It is believed that remnants of pharyngeal pouches capable of thymus differentiation are the cause of intrathymus epithelial thymoma (ITET)/carcinoma showing thymoid differentiation (CASTLE), a rare, low‐grade thyroid cancer that resembles lymphoepithelioma‐like and thymic squamous cell carcinomas (Dorfman et al. 1998). Miyauchi et al. (1985) first reported it as intrathyroid epithelial thymoma. Chan and Rosai (1991) classified these ectopic thymoid epithelial tumors of the neck and thyroid into four categories: ectopic hamartomatous thymoma, ectopic cervical thymoma, spindle epithelial tumor with thymus‐like differentiation, and CASTLE. The World Health Organization classification currently defines the CASTLE category as intrathyroid thymic carcinoma (ITTC) in 2004 (Chan and Rosai 1991). So far, only a few cases of ITTC have been reported.

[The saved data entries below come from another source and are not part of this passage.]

PR #1791, opened 2026-03-23
Move postgres controller code to package, cleanup crds, fix minor issues

mploski:
### Description

_What does this PR have in it?_

### Key Changes

_Highlight the updates in specific files_

### Testing and Verification

### Related Issues

### PR Checklist

- [ ] All tests pass locally.


DmytroPI-dev (commented):
We have pkg/postgresql/database/core/types.go and pkg/postgresql/cluster/core/types.go, both in core package, can we have some conflicts here?

mploski:
> We have pkg/postgresql/database/core/types.go and pkg/postgresql/cluster/core/types.go, both in core package, can we have some conflicts here?

We might, in this case we can have separate "shared" directory with reusable types later on. Currently most of the things are not shared

internal/controller/postgrescluster_controller.go
```diff
@@ -18,35 +18,26 @@ package controller
...
 	Scheme *runtime.Scheme
 }
 
-// Used for applying changes both from PostgresCluster and PostgresClusterClass.
-type MergedConfig struct {
-	Spec *enterprisev4.PostgresClusterSpec
-	CNPG *enterprisev4.CNPGConfig
-}
+const (
+	ClusterTotalWorker int = 2
```
limak9182: Nit: Is that a requirement for SOK? I wasn't testing the code against two parallel goroutines running at the same time. Does it work such that one worker starts on an event, but if it's still processing and another event comes in, it doesn't just sit in the queue, it can be picked up by another worker? I’d like to trigger that for future local tests, that's why I’m asking.

limak9182 (approved):

DmytroPI-dev (approved):

internal/controller/postgrescluster_controller.go
mploski: They just asked us to provide this info explicit. Yes your assumption is correct how it works, with one exception: if changes is related to the same CR it still will be queued to provide proper serialisation

PR #1793, opened 2026-03-24
unit tests for postgres database

DmytroPI-dev:
### Description

_Unit tests for postgresql/database/core_

### Key Changes

_Add database_unit_test.go_

### Testing and Verification

_The PR is for adding unit tests._

### Related Issues

[CPI-1915](https://splunk.atlassian.net/browse/CPI-1915)

### PR Checklist

- [ ] All tests pass locally.

### DIFF
--- a/pkg/postgresql/database/core/database.go
+++ b/pkg/postgresql/database/core/database.go
@@ -41,7 +41,7 @@ func PostgresDatabaseService(
 	logger.Info("Reconciling PostgresDatabase", "name", postgresDB.Name, "namespace", postgresDB.Namespace)
 
 	updateStatus := func(conditionType conditionTypes, conditionStatus metav1.ConditionStatus, reason conditionReasons, message string, phase reconcileDBPhases) error {
-		return setStatus(ctx, c, postgresDB, conditionType, conditionStatus, reason, message, phase)
+		return persistStatus(ctx, c, postgresDB, conditionType, conditionStatus, reason, message, phase)
 	}
 
 	// Finalizer: cleanup on deletion, register on creation.
@@ -68,23 +68,24 @@ func PostgresDatabaseService(
 	}
 
 	// Phase: ClusterValidation
-	cluster, clusterStatus, err := ensureClusterReady(ctx, c, postgresDB)
+	cluster, err := fetchCluster(ctx, c, postgresDB)
 	if err != nil {
+		if errors.IsNotFound(err) {
+			if err := updateStatus(clusterReady, metav1.ConditionFalse, reasonClusterNotFound, "Cluster CR not found", pendingDBPhase); err != nil {
+				return ctrl.Result{}, err
+			}
+			return ctrl.Result{RequeueAfter: clusterNotFoundRetryDelay}, nil
+		}
 		if statusErr := updateStatus(clusterReady, metav1.ConditionFalse, reasonClusterInfoFetchFailed,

According to studies, it is challenging to make a clinical diagnosis of ITTC, and the tumor can easily spread to other areas. Since it is challenging to differentiate ITTC from undifferentiated thyroid carcinoma, poorly differentiated thyroid carcinoma, myeloid cell carcinoma, primary squamous cell carcinoma of the thyroid gland, and metastatic thyroid carcinoma, the diagnosis of ITTC should be made using both fine needle aspiration cytology and histology (Tsutsui et al. 2013).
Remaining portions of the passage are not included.